# password and username of the router



## maggiemhanna

i have a thomson TG585 v7 router i tried logging into the address 192.168.1.254 but they ask for a username and password i tried admin and admin or admin and blank they didnt work how am i suppose to know the username and password, are they written on the router? if yes which numbers are they?


----------



## Wand3r3r

If you don’t change the username in step 9, it’ll be
set to: Administrator (note the uppercase A).
The password will be the serial number of your
router. You’ll find the serial number on the bottom
of the router, it looks like this:
CP123456789 (12)
Ignore the part in brackets, the part you need is:
CP123456789 - note the uppercase CP.

from here
https://www.plus.net/support/hardware/thomson585web.pdf

If this doesn't work then you need to set it back to factory defaults.

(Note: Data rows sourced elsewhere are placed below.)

PR #2281, opened 2022-05-19
Add Acknowledgment.nack() variants accepting Duration

szpak:
To prevent confusion what unit should be used for "long sleep" arguments.
As the old and new methods in the Acknowledgment interface have default
implementations, the change itself is backward compatible.

The old methods are marked as deprecated and intended to be removed in the future.

I wonder, if we should also test old, deprecated methods. On one hand, they should be to "ensure" they still work fine. On the other hand the logic there is rather obvious and covering them would probably duplicate 2 tests. WDYT?

An extension to #2278.

### DIFF
--- a/spring-kafka/src/main/java/org/springframework/kafka/support/Acknowledgment.java
+++ b/spring-kafka/src/main/java/org/springframework/kafka/support/Acknowledgment.java
@@ -39,21 +39,6 @@ public interface Acknowledgment {
 	/**
 	 * Negatively acknowledge the current record - discard remaining records from the poll
 	 * and re-seek all partitions so that this record will be redelivered after the sleep
-	 * time (in milliseconds). Must be called on the consumer thread.
-	 * <p>
-	 * @param sleepMillis the time to sleep in milliseconds; the actual sleep time will be larger
-	 * of this value and the container's {@code maxPollInterval}, which defaults to 5 seconds.
-	 * @since 2.3
-	 * @deprecated in favor of {@link #nack(Duration)}
-	 */
-	@Deprecated(since = "2.8.7", forRemoval = true)
-	default void nack(long sleepMillis) {
-		nack(Duration.ofMillis(sleepMillis));
-	}
-
-	/**
-	 * Negatively acknowledge the current record - discard remaining records from the poll
-	 * and re-seek all partitions so that this record will be redelivered after the sleep
 	 * duration. Must be called on the consumer thread.
 	 * <p>
 	 * @param sleep the duration to sleep; the actual sleep time will be larger of this value
@@ -62,23 +47,6 @@ public interface Acknowledgment {
 	 */
 	default void nack(Duration sleep) {
 		throw new UnsupportedOperationException("nack(sleep) is not supported by this Acknowledgment");
-	}
-
-	/**
-	 * Negatively acknowledge the record at an index in a batch - commit the offset(s) of
-	 * records before the index and re-seek the partitions so that the record at the index
-	 * and subsequent records will be redelivered after the sleep time (in milliseconds).
-	 * Must be called on the consumer thread.
-	 * <p>
-	 * @param index the index of the failed record in the batch.
-	 * @param sleepMillis the time to sleep in milliseconds; the actual sleep time will be larger
-	 * of this value and the container's {@code maxPollInterval}, which defaults to 5 seconds.
-	 * @since 2.3
-	 * @deprecated in favor of {@link #nack(int, Duration)}
-	 */
-	@Deprecated(since = "2.8.7", forRemoval = true)
-	default void nack(int index, long sleepMillis) {
-		nack(index, Duration.ofMillis(sleepMillis));
 	}
 
 	/**
--- a/spring-kafka/src/main/java/org/springframework/kafka/support/Acknowledgment.java
+++ b/spring-kafka/src/main/java/org/springframework/kafka/support/Acknowledgment.java
@@ -16,6 +16,8 @@
 
 package org.springframework.kafka.support;
 
+import java.time.Duration;
+
 /**
  * Handle for acknowledging the processing of a
  * {@link org.apache.kafka.clients.consumer.ConsumerRecord}. Recipients can store the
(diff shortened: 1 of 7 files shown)


spring-kafka/src/main/java/org/springframework/kafka/support/Acknowledgment.java
```diff
@@ -57,8 +74,25 @@ default void nack(long sleepMillis) {
 	 * @param sleepMillis the time to sleep in milliseconds; the actual sleep time will be larger
 	 * of this value and the container's {@code maxPollInterval}, which defaults to 5 seconds.
 	 * @since 2.3
+	 * @deprecated in favor of {@link #nack(int, Duration)}
 	 */
+	@Deprecated(since = "2.8.7", forRemoval = true)
```
szpak, line 79: For backports, `since` and `forRemoval` will be a problem. On the other hand, IDE generated a warning without them in 3.x. They could be dropped during backporting or removed also in master. WDYT?

spring-kafka/src/main/java/org/springframework/kafka/support/Acknowledgment.java
```diff
@@ -42,8 +44,23 @@ public interface Acknowledgment {
...
+		nack(Duration.ofMillis(sleepMillis));
+	}
+
+	/**
+	 * Negatively acknowledge the current record - discard remaining records from the poll
+	 * and re-seek all partitions so that this record will be redelivered after the sleep
+	 * duration. Must be called on the consumer thread.
+	 * <p>
+	 * @param sleep the duration to sleep; the actual sleep time will be larger of this value
+	 * and the container's {@code maxPollInterval}, which defaults to 5 seconds.
```
szpak, line 60: It's unrelated to that PR, however, yesterday I was very curious why in my integration tests the `nack(3000)` still checks every 5 seconds, even though, I set `maxPollInterval` to 1 seconds (and now also `idleBetweenPolls` to 0 which should be default). Today, checking if it is worth to change also the internal fields from `long` to `Instant`, I have found:
https://github.com/spring-projects/spring-kafka/blob/93f5ae5c7cc65e9ebf1b2e310fdeb106bb04ed51/spring-kafka/src/main/java/org/springframework/kafka/listener/KafkaMessageListenerContainer.java#L1722-L1723

I wonder, if that could have some impact, or maybe you see any other reason why I cannot enforce polling every 1 or 2 seconds (as `maxPollInterval` is set)?

Here an example with `nack(1991)` (precisely with `PT1.991779718S` to millis) and `max.poll.interval.ms = 750`:


```
2022-05-20 00:08:13.992 DEBUG foobar --- [Container-0-C-1] o.s.k.l.KafkaMessageListenerContainer    : Pausing for nack sleep: [pusher_retry_1-0]
2022-05-20 00:08:13.992 DEBUG foobar --- [Container-0-C-1] o.s.k.l.KafkaMessageListenerContainer    : Commit list: {}
2022-05-20 00:08:13.992 DEBUG foobar --- [Container-0-C-1] o.s.k.l.KafkaMessageListenerContainer    : Still paused for nack sleep
2022-05-20 00:08:18.142 DEBUG foobar --- [Container-0-C-1] o.s.k.l.KafkaMessageListenerContainer    : Received: 0 records
2022-05-20 00:08:18.143 DEBUG foobar --- [Container-0-C-1] o.s.k.l.KafkaMessageListenerContainer    : Commit list: {}
2022-05-20 00:08:18.146 DEBUG foobar --- [Container-0-C-1] o.s.k.l.KafkaMessageListenerContainer    : Received: 0 records
2022-05-20 00:08:18.146 DEBUG foobar --- [Container-0-C-1] o.s.k.l.KafkaMessageListenerContainer    : Commit list: {}
2022-05-20 00:08:18.227 DEBUG foobar --- [ntainer#0-0-C-1] o.s.k.l.KafkaMessageListenerContainer    : Received: 0 records
2022-05-20 00:08:18.227 DEBUG foobar --- [ntainer#0-0-C-1] o.s.k.l.KafkaMessageListenerContainer    : Commit list: {}
2022-05-20 00:08:18.234 DEBUG foobar --- [Container-0-C-1] o.s.k.l.KafkaMessageListenerContainer    : Received: 0 records
2022-05-20 00:08:18.234 DEBUG foobar --- [Container-0-C-1] o.s.k.l.KafkaMessageListenerContainer    : Commit list: {}
2022-05-20 00:08:18.927 DEBUG foobar --- [ntainer#1-0-C-1] o.s.k.l.KafkaMessageListenerContainer    : Received: 0 records
2022-05-20 00:08:18.927 DEBUG foobar --- [ntainer#1-0-C-1] o.s.k.l.KafkaMessageListenerContainer    : Commit list: {}
2022-05-20 00:08:18.975 DEBUG foobar --- [Container-0-C-1] o.s.k.l.KafkaMessageListenerContainer    : Received: 0 records
2022-05-20 00:08:18.975 DEBUG foobar --- [Container-0-C-1] o.s.k.l.KafkaMessageListenerContainer    : Commit list: {}
2022-05-20 00:08:18.992 DEBUG foobar --- [Container-0-C-1] o.s.k.l.KafkaMessageListenerContainer    : Received: 0 records
2022-05-20 00:08:18.992 DEBUG foobar --- [Container-0-C-1] o.s.k.l.KafkaMessageListenerContainer    : Resumed after nack sleep: [pusher_retry_1-0]
2022-05-20 00:08:18.993 DEBUG foobar --- [Container-0-C-1] o.s.k.l.KafkaMessageListenerContainer    : Commit list: {}
2022-05-20 00:08:18.993 DEBUG foobar --- [Container-0-C-1] o.s.k.l.KafkaMessageListenerContainer    : Received: 0 records
2022-05-20 00:08:18.993 DEBUG foobar --- [Container-0-C-1] o.s.k.l.KafkaMessageListenerContainer    : Commit list: {}
2022-05-20 00:08:18.997 DEBUG foobar --- [Container-0-C-1] o.s.k.l.KafkaMessageListenerContainer    : Received: 1 records
2022-05-20 00:08:18.998 DEBUG foobar --- [Container-0-C-1] .a.RecordMessagingMessageListenerAdapter : Processing [GenericMessage [payload=MyMessage.....]
```

szpak: @garyrussell What do you think about that case (and the PR in general ;-) )?

spring-kafka/src/main/java/org/springframework/kafka/support/Acknowledgment.java
garyrussell: We should make a separate PR for 2.8.x and actually remove the method in 3.0.

spring-kafka/src/main/java/org/springframework/kafka/support/Acknowledgment.java
garyrussell: It looks like you are using non-blocking retries; the precision there is also affected by the `idleEventInterval`.

https://docs.spring.io/spring-kafka/docs/current/reference/html/#back-off-delay-precision

garyrussell: Hmmm - but that shouldn't be the case here; will investigate...

spring-kafka/src/main/java/org/springframework/kafka/support/Acknowledgment.java
szpak: I created #2298 which should be JDK 8+ compatible and remove the methods for 3.0.

spring-kafka/src/main/java/org/springframework/kafka/support/Acknowledgment.java
szpak: Interesting :confused: . I will try to re-check my code with the latest version of spring-kafka.

wilerson:
Should this be backported into 2.9.x ? I had a whiplash when upgrading from 2.8.8

garyrussell:
No; we can't make breaking changes in a patch release; if you want it back ported, we would have to reinstate the old variants (and deprecate them).

wilerson:
> we would have to reinstate the old variants (and deprecate them).

Wasn't that done in 2.8.x? https://github.com/spring-projects/spring-kafka/pull/2298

There should be a reset hole somewhere you stick a straighted paper clip into.


----------



## raktim

i have tried with every possible things. I think system administrator may have disabled the physical reset button of the Thomson Gateway. In this case, a hardware reset to defaults is not working. Now what i have to do??? Any idea please.....


----------



## sobeit

if the system administrator disabled it, then you need to ask the administrator for help, since they have the necessary passwords and usernames to access it.


----------



## Wrench97

Since it's not your router, you need to contact the System Admin for help.

Thread closed.


----------